■ **Task item**
Output exactly the lines below, starting with the line that has "To generate plan for single" and going on through the line that has "To generate plan for distributed", both included, and no other lines.

* * *

PR #987, opened 2026-03-03
feat: Allow generating plans optimized for remote or local query result consumption

arhimondr:
### Execution Modes Considered

**1. In process planning and execution on a single machine**

This model is similar to a model DuckDB employes. Plan is created, executed and results are returned all within the same process. No network communication involved.

**2. Planning in one process and execution by a single different process**

This model usually involves a server accepting a query, generating a plan and sending it for execution to a different process (machine).

This model can be employed by a deployed service with many coordinators accepting queries and many workers processing them. For queries determined to be "small" the service may decide to process the whole query on a single worker and streaming results back to the client. 

**3. Planning in one process and executing by multiple other processes**

This model can be employed for "larger" queries that require large scale, distributed processing by employing multiple physical machines.

### Performance Considerations

To minimize the performance impact of the results transfer back to the client the planner must allow two things:

1. For in process planning and execution avoid any form of serialization all together
2. For remote execution minimize the impact of serialization / deserialization by reducing the number of times it is performed.

The current implementation of adding a `gather` exchange when the number of workers is greater than 1 does not satisfy the second requirements. Due to the Exchange operator implementation adding a remote exchange forces the engine to serialize query results and deserialize them back on the receiver end. 

When the result set is large it can be costly. In case of a large data set it can be highly beneficial to ask the engine to serialize results in a format that a client can understand and stream them back using zero copy mechanisms. The streaming results back can be further optimized by asking the client to pull results directly from a select set of workers to avoid utilizing coordinator CPU and Network bandwidth altogether.

### Proposed Change

This chance introduces a new flag, `remoteOutput` that allows a user of the Axiom planner to chose the behavior desired. 

To generate plan for in process execution mode the user needs to set the `.numWorkers` to `1` and instruct the planner that no remote transfer of query results is necessary by setting the `.remoteOutput` flag to `false`.

To generate plan for single node, remote execution the user needs to set the `.numWorkers` to `1` and instruct the planner that remote transfer of query results is needed by setting the `.remoteOutput` flag to `true`.

To generate plan for distributed execution the user needs to set the `.numWorkers` to `X > 1` and instruct the planner that remote transfer of query results is needed by setting the `.remoteOutput` flag to `true`.

It is also allowed to generated distributed plans with the `.remoteOutput` flag set to `flase`. In this case the planner will add an additional Exchange only fragment if necessary (if the last fragment is not a single node fragment already).

Differential Revision: D94688349

### DIFF
--- a/axiom/optimizer/ToVelox.cpp
+++ b/axiom/optimizer/ToVelox.cpp
@@ -304,27 +304,31 @@ PlanAndStats ToVelox::toVeloxPlan(
   prediction_.clear();
   nodeHistory_.clear();
 
-  if (options_.numWorkers > 1) {
+  if (options_.numWorkers > 1 && !options_.remoteOutput) {
     plan = addGather(plan);
   }
 
-  runner::ExecutableFragment top;
+  runner::ExecutableFragment top = newFragment();
   std::vector<runner::ExecutableFragment> stages;
   top.fragment.planNode = makeFragment(plan, top, stages);
-
-  if (!outputNames.empty()) {
-    top.fragment.planNode =
-        addOutputRenames(top.fragment.planNode, outputNames);
-  }
-
   stages.push_back(std::move(top));
 
-  auto finishWrite = std::move(finishWrite_);
-  VELOX_DCHECK(!finishWrite_);
+  auto& rootPlanNode = stages.back().fragment.planNode;
+  if (!outputNames.empty()) {
+    rootPlanNode = addOutputRenames(rootPlanNode, outputNames);
+  }
 
   for (const auto& stage : stages) {
     velox::core::PlanConsistencyChecker::check(stage.fragment.planNode);
   }
+
+  if (options.remoteOutput) {
+    rootPlanNode = velox::core::PartitionedOutputNode::single(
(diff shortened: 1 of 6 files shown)


axiom/optimizer/ToVelox.cpp
```diff
@@ -300,16 +300,15 @@ PlanAndStats ToVelox::toVeloxPlan(
     RelationOpPtr plan,
     const runner::MultiFragmentPlan::Options& options,
     const std::vector<logical_plan::OutputNode::Entry>& outputNames) {
+  VELOX_CHECK(
+      options.numWorkers == 1 || options.remoteOutput,
+      "Remote output is required for multi-worker plans");
```
mbasmanova: Should we document this requirement in remoteOutput's option? Or, make it so that remoteOutput applies only when numWorkers == 1 and ignored if numWorkers > 1?

arhimondr:
@mbasmanova In most of the test suites we check both, single node and distributed plans. Here is an example: https://fburl.com/code/4jp4hk3q

mbasmanova (approved):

* * *

■ **Response**
To generate plan for single node, remote execution the user needs to set the `.numWorkers` to `1` and instruct the planner that remote transfer of query results is needed by setting the `.remoteOutput` flag to `true`.

To generate plan for distributed execution the user needs to set the `.numWorkers` to `X > 1` and instruct the planner that remote transfer of query results is needed by setting the `.remoteOutput` flag to `true`.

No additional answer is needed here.